Reproduction of a design appearing on some XEMAG swag

 

For some background into what working at XEMAG was like, you may wish to read this interview with Peter Brown, a former XEMAG employee.

XEMAG was acquired by the Xidex Magnetics Corporation in February of 1983, for $3.78 million. Xidex would then acquire disk manufacturer Dysan in early 1985. Dysan had its own line of disk duplication equipment, which XEMAG would begin using along with Formaster and Trace devices. The end of 1988 would mark the production of their 1 billionth floppy disk.

XEMAG developed their own protection technology in-house which they offered to clients.  There is  even some indication that XEMAG developed the Interlock protection for Electronic Arts.

In 1984, XEMAG relocated their headquarters to the Silicon Valley city of Menlo Park.

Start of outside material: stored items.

PR #221, opened 2018-09-09
Update ppcplot for xarray

### LINKED ISSUE #181: Make `ppcplot` work with `InferenceData`
After #180 this will probably be the last plot to get to parity with pymc3 plotting.

ColCarroll:
Fixes #181 

This adds another dataset to `load_arviz_data` (the very last model at https://docs.pymc.io/notebooks/multilevel_modeling.html), and updates `ppcplot` to use xarray. I changed the colors a little, so the ppc lines would be `C4` instead of `C5`. Can change back if anyone prefers!

These two examples use the radon dataset, and are added to the example gallery:

`az.ppcplot(data, alpha=0.03, kind='cumulative', figsize=(12, 6), textsize=14)`
image

`az.ppcplot(data, alpha=0.03, figsize=(12, 6), textsize=14)`
image


ColCarroll:
Er, wow, the `radon` example is 45MB. Let's not merge this yet.

ColCarroll:
With compression, it is 15MB. I'll get rid of it for now, even though the ppc plot for the eight schools example looks somewhat funny.

arviz/plots/ppcplot.py
```diff
@@ -4,81 +4,104 @@
...
-
-    if figsize is None:
-        figsize = (7, 5)
+    for group in ('posterior_predictive', 'observed_data'):
+        if not hasattr(data, group):
+            raise TypeError(
+                '`data` argument must have the group "{group}" for ppcplot'.format(group=group))
 
-    _, ax = _create_axes_grid(len(ppc_sample), rows, cols, figsize=figsize)
+    observed = data.observed_data
```
canyon289: Why not use `convert_to_dataset` like the other plots?

arviz/tests/test_plots.py
```diff
@@ -80,8 +81,10 @@ def test_pairplot(self):
         pairplot(self.short_trace, kind='hexbin', var_names=['theta'],
                  coords={'theta_dim_0': [0, 1]}, plot_kwargs={'cmap': 'viridis'}, textsize=20)
 
-    def test_ppcplot(self):
-        ppcplot(self.data['y'], self.sample_ppc)
+    @pytest.mark.parametrize('kind', ['kde', 'cumulative'])
+    def test_ppcplot(self, kind):
+        data = pymc3_to_inference_data(trace=self.short_trace, posterior_predictive=self.sample_ppc)
+        ppcplot(data, kind=kind)
```
canyon289: Related to the question above. It seems that PPC plot presents an inconsistent interface to the other plots because the user needs to convert to an InferenceData object themselves, whereas in the other plots it happens under the hood. Is my understanding correct?

ahartikainen: My guess is that we can't infer what are the predictive values needed for comparisons.

This plot is not trivial, because user needs to do extra work to get it working.

arviz/plots/ppcplot.py
ahartikainen: convert to dataset does not implement posterior and other extra values yet.

ColCarroll:
I'm merging this for now, since it is pretty similar to the old version, but will add a note about future work for it.

arviz/plots/ppcplot.py
canyon289: To word this specifically, convert_to_dataset does not implement posterior *predictive* distributions yet. In my understanding it does supporting posterior parameters/trace conversely?

PR #847, opened 2019-10-28
Add chain_dim as from_tfp argument

### LINKED ISSUE #456: from_tfp with multiple chains?
How should `from_tfp` be used with multiple chains? It looks like it is only compatible with one chain, and it treats the different chains as different variables.

## Example

    import tensorflow as tf
    import tensorflow_probability as tfp
    import tensorflow_probability.python.edward2 as ed
    import numpy as np
    import arviz as az
    dtype = np.float32

    def unnormalized_log_prob(x):
        return -x**2.

    samples_gauss, _ = tfp.mcmc.sample_chain(
        num_results=1000,
        current_state=np.ones(20, dtype=dtype),
        kernel=tfp.mcmc.HamiltonianMonteCarlo(
            unnormalized_log_prob,
            step_size=1.0,
            num_leapfrog_steps=3),
        num_burnin_steps=500,
        parallel_iterations=4) 

    with tf.Session() as sess:
        [samples_gauss_, ] = sess.run([samples_gauss, ])

    az.from_tfp([samples_gauss_]).posterior 
    # It is expected to be a list with a variable (array) at each position

#### Output
    <xarray.Dataset>
    Dimensions:      (chain: 1, draw: 1000, var_0_dim_0: 20)
    Coordinates:
      * chain        (chain) int64 0
      * draw         (draw) int64 0 1 2 3 4 5 6 7 ... 993 994 995 996 997 998 999
      * var_0_dim_0  (var_0_dim_0) int64 0 1 2 3 4 5 6 7 ... 12 13 14 15 16 17 18 19
    Data variables:
        var_0        (chain, draw, var_0_dim_0) float32 0.38988703 ... -0.04516393
    Attributes:
    ...

### Workaround
My array has dimensions (ndraws, nchains), therefore simply transposing the array allows to call:

    from_array = az.convert_to_inference_data(samples_gauss_.T)
    az.plot_trace(from_array);

#### Output
Which as it can be seen, works properly.

image

I don't know if I am missing how to use the coords or dims parameter to somehow sort this out or if it is an implementation detail.

OriolAbril:
I a basically pushing this PR to see if it would fix #456, I have not had time to do much testing, I'll try to in the following days. If somebody feels like giving it a try in the meantime feel free!

### DIFF
--- a/arviz/data/io_tfp.py
+++ b/arviz/data/io_tfp.py
@@ -58,9 +58,13 @@ class TfpConverter:
             self.tf = tf  # pylint: disable=invalid-name
 
     def handle_chain_location(self, ary):
+        """Move the axis corresponding to the chain to first position.
+
+        If there is only one chain which has no axis, add it.
+        """
         if self.chain_dim is None:
             return utils.expand_dims(ary)
-        return ary.swapaxes(0, chain_dim)
+        return ary.swapaxes(0, self.chain_dim)
 
     def posterior_to_xarray(self):
         """Convert the posterior to an xarray dataset."""
@@ -128,7 +132,9 @@ class TfpConverter:
 
         data = {}
         with self.tf.Session() as sess:
-            data["obs"] = self.handle_chain_location(sess.run(posterior_preds, feed_dict=self.feed_dict))
+            data["obs"] = self.handle_chain_location(
+                sess.run(posterior_preds, feed_dict=self.feed_dict)
+            )
         return dict_to_dataset(data, library=self.tfp, coords=self.coords, dims=self.dims)
 
     def sample_stats_to_xarray(self):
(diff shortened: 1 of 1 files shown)


OriolAbril:
I have tried a couple of simple models and it seems to work. @junpenglao @jeffpollock9 it would be great if you could review it or simply try the code on some of your models. Possible changes that come to my mind, if they seem interesting to you please say so:
* accept a tuple as input of `chain_dim` with the same length as `var_names` so that each variable can have the chain dim at different positions
* add a `draw_dim` in addition for cases where the draw dimension is not the first

I'd like to point out that I have set the default `chain_dim` to `None` which assumes all data comes from single chain, so that it mimcs the current behaviour of `from_tfp`, however, maybe it would be better to have `chain_dim=1` as default? I assume the first dimension is always the draw dimension and in general the second would be the chain.

Thanks a lot!

OriolAbril:
This should be ready to merge too. I think it will be a useful feature so we will get people testing it. The default is set to `None` so it is not a breaking change, everything will work the same unless `chain_dim` is specifically used.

This is going to be a bit of a short article, as there's no real significant drama surrounding XEMAG, other than a series of corporate acquisitions and restructuring over its history. The protection methods discussed here are not extreme.

XELOK

XEMAG used the trade name XELOK for several versions of their in-house copy protection, which appeared as different schemes depending on platform.

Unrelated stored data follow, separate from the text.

PR #848, opened 2019-10-28
Fix pystan adapt_engaged

ahartikainen:
Added `control=dict(adapt_engaged=False)`


ahartikainen:
Going with merge now.

PR #849, opened 2019-10-28
Skip Pyro tests temporarily

ahartikainen:
Until fix is provided for`from_pyro`.


canyon289:
Can marker be changed to `xfail` instead? That way if it passes somehow we get a test failure?

ahartikainen:
Yes, can you edit the branch?

Issue #845, opened 2019-10-24
ArviZ incompatible with pyro 0.5


OriolAbril:
**Describe the bug**
The most recent CI builds fail when using pyro 0.5. Here is what I think is the relevant part of the code to run the model for testing:

```python
...
nuts_kernel = NUTS(_pyro_conditioned_model, adapt_step_size=True)
posterior = MCMC(  # pylint:disable=not-callable
    nuts_kernel, num_samples=draws, warmup_steps=500
).run(_pyro_centered_model, sigma, y)

# This block lets the posterior be pickled
for trace in posterior.exec_traces:
    for node in trace.nodes.values():
        node.pop("fn", None)
posterior.kernel = None
...
```

I have seen that in the latest release `.run` does not return anything, however, moving it to the next line in the form of `posterior.run()` does not solve the issue as `exec_traces` is not an attribute of MCMC objects. Moreover, `exec_traces` is also used in `from_pyro`. Any ideas? i.e. @fehiepsi ?

fehiepsi:
@OriolAbril The new version of MCMC does not hold `exec_traces` anymore. Instead, all posterior samples can be obtained with [get_samples](http://docs.pyro.ai/en/stable/mcmc.html#pyro.infer.mcmc.api.MCMC.get_samples) method. So the `posterior_to_xarray` method will be simpler than before. But we will not be able to access `observed_data` using the latest Pyro version (because no trace is stored). We will make sure that it is doable in Pyro 1.0 (which is scheduled next month). cc @neerajprad

Do you want me to make a PR to update `from_pyro` for the latest version? If you are willing to do, I am happy to review it. :)

OriolAbril:
I don't have much time right now, so feel free to make a PR if you do, I will try to review it as soon as possible. 

Moreover, given that `io_pyro` has to be modified, it is probably time to set a minimum pyro version and make ArviZ only support recent ones? It may be too much work and not very useful to try to support everything given the differences in retrieving the data.

Also it we should update the CI that runs with an old version of pyro because it is a really old version.

fehiepsi:
Yeah, I'll make a PR soon. :)

fehiepsi:
I think we can close this issue.

PR #853, opened 2019-10-30
Update for pyro 0.5

fehiepsi:
Addresses #845. In this PR, I added
+ posterior_predictive
+ diverging stat
+ prior + prior_predictive
and remove `observed_data` because it is not accessible for now (will support it for the next Pyro release).

It is pretty complicated to make it compatible with the old Pyro API so I also drop that support.

cc @OriolAbril

### DIFF
--- a/arviz/data/io_pyro.py
+++ b/arviz/data/io_pyro.py
@@ -59,7 +59,7 @@ class PyroConverter:
         divergences = self.posterior.diagnostics()["divergences"]
         diverging = np.zeros((self.nchains, self.ndraws), dtype=np.bool)
         for i, k in enumerate(sorted(divergences)):
-            diverging[i, divergences[k]] = 1
+            diverging[i, divergences[k]] = True
         data = {"diverging": diverging}
         return dict_to_dataset(data, library=self.pyro, coords=self.coords, dims=self.dims)
 
@@ -115,8 +115,6 @@ def from_pyro(posterior=None, *, prior=None, posterior_predictive=None, coords=N
         Prior samples from a Pyro model
     posterior_predictive : dict
         Posterior predictive samples for the posterior
-    observed_data : dict
-        Observed data used in the sampling.
     coords : dict[str] -> list[str]
         Map of dimensions to coordinates
     dims : dict[str] -> list[str]
--- a/arviz/data/io_pyro.py
+++ b/arviz/data/io_pyro.py
@@ -4,43 +4,31 @@ from .base import dict_to_dataset
 from .. import utils
 
 
-def _get_var_names(posterior):
-    """Extract latent and observed variable names from pyro.MCMC.
-
-    Parameters
-    ----------
-    posterior : pyro.MCMC
-        Fitted MCMC object from Pyro
-
-    Returns
-    -------
-    list[str], list[str]
-    observed and latent variable names from the MCMC trace.
-    """
-    sample_point = posterior.exec_traces[0]
-    nodes = [node for node in sample_point.nodes.values() if node["type"] == "sample"]
-    observed = [node["name"] for node in nodes if node["is_observed"]]
-    latent = [node["name"] for node in nodes if not node["is_observed"]]
-    return observed, latent
-
-
 class PyroConverter:
     """Encapsulate Pyro specific logic."""
 
-    def __init__(self, *, posterior, coords=None, dims=None):
+    def __init__(self, *, posterior, prior=None, posterior_predictive=None, observed_data=None, coords=None, dims=None):
         """Convert pyro data into an InferenceData object.
 
         Parameters
         ----------
-        posterior : pyro.MCMC
+        posterior : pyro.infer.MCMC
             Fitted MCMC object from Pyro
+        prior: dict
+            Prior samples from a Pyro model
+        posterior_predictive : dict
+            Posterior predictive samples for the posterior
+        observed_data : dict
+            Observed data used in the sampling.
         coords : dict[str] -> list[str]
             Map of dimensions to coordinates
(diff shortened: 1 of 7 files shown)


arviz/tests/test_data_pyro.py
```diff
@@ -10,7 +10,6 @@
 )
 
 
-@pytest.mark.xfail(reason="Temporary xfail for Pyro tests.")
 class TestDataPyro:
```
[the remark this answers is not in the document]
fehiepsi: Yeah, it is possible. I’ll add it.

arviz/data/io_pyro.py
```diff
@@ -1,119 +1,123 @@
...
+                "sample_stats": self.sample_stats_to_xarray(),
+                "posterior_predictive": self.posterior_predictive_to_xarray(),
+                "prior": self.prior_to_xarray(),
             }
         )
 
 
-def from_pyro(posterior=None, *, coords=None, dims=None):
-    """Convert pyro data into an InferenceData object.
+def from_pyro(posterior=None, *, prior=None, posterior_predictive=None, coords=None, dims=None):
```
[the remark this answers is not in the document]
fehiepsi: Thanks for explaining! I understand how arviz works better now. Will address this...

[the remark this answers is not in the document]
fehiepsi: I decide to follow io_pymc and set nchains, ndraws to 0 if posterior=None. Is it reasonable to do so?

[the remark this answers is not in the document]
OriolAbril: It is, these values are only stored in the converter to check posterior predictive shape in io_pymc. I don't know if maybe in pyro it would make sense to check/reshape prior samples too?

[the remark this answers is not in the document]
fehiepsi: Thanks! Then I will stick with this pattern.

arviz/data/io_pyro.py
```diff
@@ -1,119 +1,131 @@
...
+_log = logging.getLogger(__name__)
 
 
 class PyroConverter:
     """Encapsulate Pyro specific logic."""
 
-    def __init__(self, *, posterior, coords=None, dims=None):
-        """Convert pyro data into an InferenceData object.
+    nchains = None  # type: int
+    ndraws = None  # type: int
```
OriolAbril: It looks like this is not used, is it for type hints?

arviz/data/io_pyro.py
```diff
@@ -1,119 +1,131 @@
...
+
+    def __init__(
+        self, *, posterior=None, prior=None, posterior_predictive=None, coords=None, dims=None
```
OriolAbril: I would allow `posterior` to be a positional argument. The * shoild go between posterior and prior

arviz/data/io_pyro.py
```diff
@@ -1,119 +1,131 @@
...
-    def observed_data_to_xarray(self):
-        """Convert observed data to xarray."""
-        from pyro.infer import EmpiricalMarginal
+    @requires("posterior")
+    def sample_stats_to_xarray(self):
+        """Extract sample_stats from Pyro posterior."""
+        divergences = self.posterior.diagnostics()["divergences"]
+        diverging = np.zeros((self.nchains, self.ndraws), dtype=np.bool)
+        for i, k in enumerate(sorted(divergences)):
+            diverging[i, divergences[k]] = 1
```
OriolAbril: Use `True` preferably

arviz/data/io_pyro.py
```diff
@@ -1,119 +1,131 @@
...
-            data = {}
-            for var_name in self.latent_vars:
-                # pylint: disable=no-member
-                samples = EmpiricalMarginal(
-                    self.posterior, sites=var_name
-                ).get_samples_and_weights()[0]
-                samples = samples.numpy().squeeze()
-                data[var_name] = utils.expand_dims(samples)
+        data = self.posterior.get_samples(group_by_chain=True)
+        data = {k: v.detach().cpu().numpy() for k, v in data.items()}
```
OriolAbril: If only one chain is used, would this work?

arviz/data/io_pyro.py
```diff
@@ -1,119 +1,131 @@
...
     Parameters
     ----------
-    posterior : pyro.MCMC
+    posterior : pyro.infer.MCMC
         Fitted MCMC object from Pyro
+    prior: dict
+        Prior samples from a Pyro model
+    posterior_predictive : dict
+        Posterior predictive samples for the posterior
+    observed_data : dict
```
OriolAbril: There is no observed_data argument, are you planning on adding it?

arviz/data/io_pyro.py
fehiepsi: I think so. I just mimic io_pymc3 file. :D

arviz/data/io_pyro.py
fehiepsi: I think so too. But this is a convention of `io_pystan` and `io_pymc3`. This is not important I guess.

arviz/data/io_pyro.py
fehiepsi: yes, this only converts pytorch tensor to numpy. The `group_by_chain=True` will make sure that the sample shape is nchains x ndraws x shape, even with 1 chain.

arviz/data/io_pyro.py
fehiepsi: Nice catch! I should remove it.

arviz/data/io_pyro.py
ahartikainen: Yeah, for the class init this is ok (no one really use that class directly)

On the Apple II and Commodore 64, the Xelok protection scheme involved the use of "fat tracks," which you could think of a single track that was twice as wide as normal, or somehow two tracks of data duplicated perfectly with no gap in between.  A copy-protected title could check it was running from the original disk by seeking between the logical tracks contained within this wide track while reading, and ensuring no data errors resulted.  

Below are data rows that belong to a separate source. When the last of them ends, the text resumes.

PR #854, opened 2019-10-31
start updating and rewriting schema.md

OriolAbril:
This is still very preliminary, but please do comment and review. [Here](https://github.com/OriolAbril/arviz/blob/schema_update/schema.md) is the link to see the rendered version.


schema.md
```diff
@@ -1,82 +1,71 @@
...
 
-/initial_point
-    One point in parameter space for each chain, where that chain started.
-    TODO We could also store that as an attribute to each var in /trace
+#### `posterior`
+Samples from the posterior distribution p(theta|y).
 
-/tuning_trace?
-    Same as /trace, but optional. It contains the trace during tuning. Optional. (only if store_tune=True or so?)
+#### `sample_stats`
```
sethaxen: Do all existing supported packages conform to these conventions?

schema.md
```diff
@@ -1,82 +1,71 @@
...
 
-/divergences
-    Points in parameter space where the leapfrog starts that lead to a divergence (excluding tuning).
-    Does stan have access to that info? We could also just store the accepted point of a divergent trajectory.
+#### `posterior_predictive`
+Posterior predictive samples p(y|y) corresponding to the posterior predictive pdf evaluated at the `observed_data`. Samples should match with `posterior` ones and each variable should have a counterpart in `observed_data`. The `observed_data` counterpart variable may have a different name.
 
-/observed_data
-    All data that is used in observed variables (or the data (or transformed?) data sections in stan.)
+#### `constant_data`
```
sethaxen: I don't really follow this. An example shared between this and `constant_data` would be helpful.

schema.md
```diff
@@ -1,82 +1,71 @@
...
-/tuning_trace?
-    Same as /trace, but optional. It contains the trace during tuning. Optional. (only if store_tune=True or so?)
+#### `sample_stats`
+Information and diagnostics about each `posterior` sample, provided by the inference backend. It may vary depending on the algorithm used by the backend (i.e. an affine invariant sampler has no energy associated). The name convention used for `sample_stats` variables is the following:
+* `lp`: unnormalized log probability of the sample
+* `step_size`
+* `step_size_bar`
+* `tune`: boolean variable indicating if the sampler is tuning or sampling
+* `depth`:
+* `tree_size`:
```
sethaxen: I assume this is the same as PyMC3's stat of the same name. Is this equivalent to the number of steps taken?

schema.md
```diff
@@ -1,82 +1,71 @@
...
-    One point in parameter space for each chain, where that chain started.
-    TODO We could also store that as an attribute to each var in /trace
+#### `posterior`
+Samples from the posterior distribution p(theta|y).
 
-/tuning_trace?
-    Same as /trace, but optional. It contains the trace during tuning. Optional. (only if store_tune=True or so?)
+#### `sample_stats`
+Information and diagnostics about each `posterior` sample, provided by the inference backend. It may vary depending on the algorithm used by the backend (i.e. an affine invariant sampler has no energy associated). The name convention used for `sample_stats` variables is the following:
+* `lp`: unnormalized log probability of the sample
```
ahartikainen: `(unnormalized) joint log probability of the sample`

Also, is it `for sample` or `for model`

schema.md
```diff
@@ -1,82 +1,71 @@
...
+* [ArviZ](https://arviz-devs.github.io/arviz/) in Python which integrates with:
+  - [emcee](https://emcee.readthedocs.io/en/stable/)
+  - [PyMC3](https://docs.pymc.io)
+  - [pyro](https://pyro.ai/)
+      and [numpyro](https://pyro.ai/numpyro/)
+  - [PyStan](https://pystan.readthedocs.io/en/latest/index.html),
+      [CmdStan](https://mc-stan.org/users/interfaces/cmdstan)
+      and [CmdStanPy](https://cmdstanpy.readthedocs.io/en/latest/index.html)
+  - [tensorflow-probability](https://www.tensorflow.org/probability)
+* [ArviZ.jl](https://github.com/sethaxen/ArviZ.jl) in julia which integrates with:
```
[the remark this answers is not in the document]
aloctavodia: We have plans to add support for Variational Inference, also I would like to add support for Sequential Monte Carlo.

schema.md
sethaxen: e.g. CmdStan has the following stats: lp, accept_stat, stepsize, treedepth, n_leapfrog, diverging, energy. To conform to this schema, shouldn't stepsize=>step_size, treedepth=>depth, n_leapfrog=>tree_size, accept_stat=>mean_tree_accept?

schema.md
```diff
@@ -1,82 +1,71 @@
...
+  - [Turing](https://turing.ml/dev/).
```
sethaxen: ArviZ.jl also supports directly the Stan wrappers [CmdStan.jl](https://github.com/StanJulia/CmdStan.jl), [StanSample.jl](https://github.com/StanJulia/StanSample.jl), and [Stan.jl](https://github.com/StanJulia/Stan.jl), as well as indirectly any package that uses [MCMCChains.jl](https://github.com/TuringLang/MCMCChains.jl) to store chains.

schema.md
ColCarroll:
```suggestion
* [ArviZ.jl](https://github.com/sethaxen/ArviZ.jl) in Julia which integrates with:
```

schema.md
ColCarroll: this one is particular to NUTS: there is this doubling routine, followed by a sample from the tree once the stopping criteria is reached. I believe this number is `2 ** tree_depth`.

schema.md
ColCarroll: yep -- i believe we rename certain statistics from certain libraries to conform. for example, pymc3 (unfortunately) uses the overloaded term `sample` instead of `draw` to describe draws from the posterior distribution...

schema.md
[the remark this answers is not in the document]
OriolAbril: Maybe "implementation in progress" is better? I wasn't very strict as ArviZ itself is still beta

schema.md
OriolAbril: I started copying names there from categories in InferenceData examples. I was planning in listing everything that comes to our mind so we have a list of our name convention. 

Currently pymc3 and stan rename some quantities internally in `from_xyz` so that ArviZ always uses the same names, but it is not clearly explained anywhere (at least anywhere I could find)

schema.md
OriolAbril: I think it is for sample and model?

schema.md
OriolAbril: I'll add them!!

OriolAbril:
> My main feedback is that some of these will be easier to understand with examples.

Yep, I feel like this should probably added to the documentation too.

schema.md
rpgoldman: It seems odd to me that the information in the Arviz `sample_stats` does not contain the information in `pymc3.stats.summary()`, which is variable-wise. ,instead of just sample-wise.

Shouldn't we pull that information into `sample_stats`, as well?

schema.md
rpgoldman: I agree: I don't think that the distinction between observed and constant data is clear.  I *suspect* that what is intended is that observed data be "evidence" and constant data be "predictors."  I.e., if we look at the model as a graph, and interpret it causally, the `constant_data` are at the top, and the `observed_data` are at the bottom.

But consider the possibility of a model graph where there are *middle* nodes that are (partially) observed.  (E.g., there is a causal influence that may be observed, but may only be indirectly observed.)  In this case, I believe that the distinction breaks down -- or I am not understanding it right.

schema.md
sethaxen: In ArviZ.jl, I'm putting Turing's summary information into the attributes section, but if there's a better place for it, I'll put it there.

schema.md
```diff
@@ -1,82 +1,71 @@
...
-comment?: str
-model_version?: str
-timestamp: int
-author?: str
+## Current design
+`InferenceData` stores all quantities relevant in order to fulfill its goals in different groups. Each group, described below, stores a conceptually different quantity generally represented by several multidimensional labeled variables.
 
-/coords
-For each dimension, we store a corresponding variable here, that contains the labels for that dimension.
+Each group should have one entry per variable, with the first two dimensions of each variable should be the sample identifier (`chain`, `draw`). Dimensions must be named and explicit their index values, called coordinates. Coordinates can have repeated identifiers and may not be numerical. Variable names must not share names with dimensions.
```
rpgoldman: I'm being picky, but for some of these groups (e.g., `observed_data` and `constant_data`), chain and draw don't make sense.

Also, in the following sentence, I think that you mean "specify" instead of "explicit."

One last point: how can coordinates have repeated identifiers?  Wouldn't that break indexing by coordinate?

schema.md
```diff
@@ -1,82 +1,71 @@
...
-comment?: str
-model_version?: str
-timestamp: int
-author?: str
+## Current design
+`InferenceData` stores all quantites relevant in order to fulfill its goals in different groups. Each group, described below, stores a conceptually different quantity generally represented by several multidimensional labeled variables.
 
-/coords
-For each dimension, we store a corresponding variable here, that contains the labels for that dimension.
+Each group should have one entry per variable, with the first two dimensions of each variable should be the sample identifier (`chain`, `draw`). Dimensions must be named and explicit their index values, called coordinates. Coordinates can have repeated identifiers and may not be numerical. Variable names must not share names with dimensions.
```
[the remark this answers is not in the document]
rpgoldman: Yes, I find that I simply cannot get my memory to keep "dimension" and "coordinate" straight, because I don't think xarray's use of these terms lines up with how they are used when we talk.

schema.md
```diff
@@ -1,82 +1,71 @@
...
-                sym_pos_axis: [dim_idx1, dim_idx2]
-                interval_lower:
-                interval_upper
-                TODO How would this deal with cases where the lower and upper bounds depend on the index?
-
-
-
-TODO: In order to reproduce the run, it may make sense to also store some data on the random state (in numpy, this is a tuple of arrays), as
-well as some version info.  Hopefully just `PyMC3, (3, 4, 1)` or similar works.
+#### `constant_data_predictions`
```
rpgoldman: Minor point: suggest that we consistently name all of these attributes of `predictions` with `predictions_` as prefix.  So change this to `predictions_constant_data`.

schema.md
OriolAbril: I will correct the wording, thanks!

Regarding repeated identifiers, the radon example has repeated identifiers. This has some issues when using `sel` and `where` should be used instead generally, but for most plots it is not an issue

schema.md
OriolAbril: I like it

schema.md
rpgoldman: Thanks, I didn't know that.

schema.md
OriolAbril: Yes, it goes with the "Later" comment. What I understand as observed data (which basically comes from how is it currently implemented in ArviZ), all `data` which is used as `pm.<Distribution>(..., observed=data)` in PyMC3 or as `data ~ <distribution>(...)` in Stan goes to observed variable group, as they are modeled as random variables (without taking into account at all if they are then used as parameters of another random variable). Any other relevant data (relevant in the sense of needed to reproduce the analysis) should go to constant data.

schema.md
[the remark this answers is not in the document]
OriolAbril: Does the example solve the doubts about dimensions and coordinates? I am trying to follow xarray notation to the letter, I hope I have not changed concepts of place. Maybe it would also help an example here: 
> ...called coordinates. For example, a possible dimension would be `chain`, whose coordinates would be `[0, 1, 2, 3]`. Coordinates can have...

OriolAbril:
What I see missing before merging this PR is: adding a PyMC3 example and modifying the documentation to include (or link to) the schema description which I can do myself. Also properly defining the quantities stored in `sample_stats` which would be great if someone who already knows how to describe them steps in (I barely understand some of them so it's not ideal).

What I would leave for future PRs: trying to be consequent with `prior` and `prior_predictive` (i.e. PyMC3 or pyro sample both distributions at the same time and `from_pymc3/pyro` currently store all variables in `prior`), take care of the log_likelihood in `sample_stats_prior` (it is currently omitted and ends up stored in `prior`), add `predictions` and `predictions_constant_data` groups (which will require to update the schema examples and maybe the example datasets)

ahartikainen:
I think prior code should be updated a bit (also let's add prior for the sigma, so that there is sane prior). Also log_lik doesn't make any sense with prior.

```
linreg_prior_code = """
data {
  int<lower=0> N;
  real time_since_joined[N];
}

generated quantities {
    real b0;
    real b1;
    real log_sigma;
    real<lower=0> sigma;
    vector[N] slack_comments_hat;
    
    b0 = normal_rng(0,10);
    b1 = normal_rng(0,10);
    sigma = abs(normal_rng(0,10));
    log_sigma = log(sigma);
    for (i in 1:N) {
        slack_comments_hat[i] = normal_rng(b0 + b1 * time_since_joined[i], sigma);
    }
}
"""
linreg_prior_data_dict = {"N": N, "time_since_joined": time_since_joined}
sm_prior = pystan.StanModel(model_code=linreg_prior_code)
prior = sm_prior.sampling(data=linreg_data_dict, iter=200, chains=1, algorithm='Fixed_param', warmup=0)
```

OriolAbril:
I forgot about the prior on sigma, my bad. 

What would the difference with the current implementation be regarding this new code for the prior? I would rather keep the code as simple as possible for the example adding a second piece of Stan code may be confusing.

ahartikainen:
Parameters are not sampled from prior with fixed_param, see values

OriolAbril:
I have reorganized the `schema.md` document and the example notebooks and added them do the documentation. Links to the schema section have also been added to quickstart, cookbook and xarrayforarviz notebooks and the index section. 

For now this updated version of the docs can be checked in my fork: https://oriolabril.github.io/arviz/schema/schema.html.

Example notebooks have been set to use xarray html rich rendering which seems to work with sphinx.

OriolAbril:
I think this is ready to merge, we will continue improving it in following PRs.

This would have been near-impossible to duplicate on standard floppy drive. Creating this track required use of a special disk drive.

Luckily for us, you cannot step the drive head while reading on the PC, thanks to the limitations of the standard NEC floppy controller command set. XEMAG's Xelok protection had to take a different form on the IBM platform.

There were at least two versions of Xelok on the PC, which I will call Xelok v1 and Xelok v2.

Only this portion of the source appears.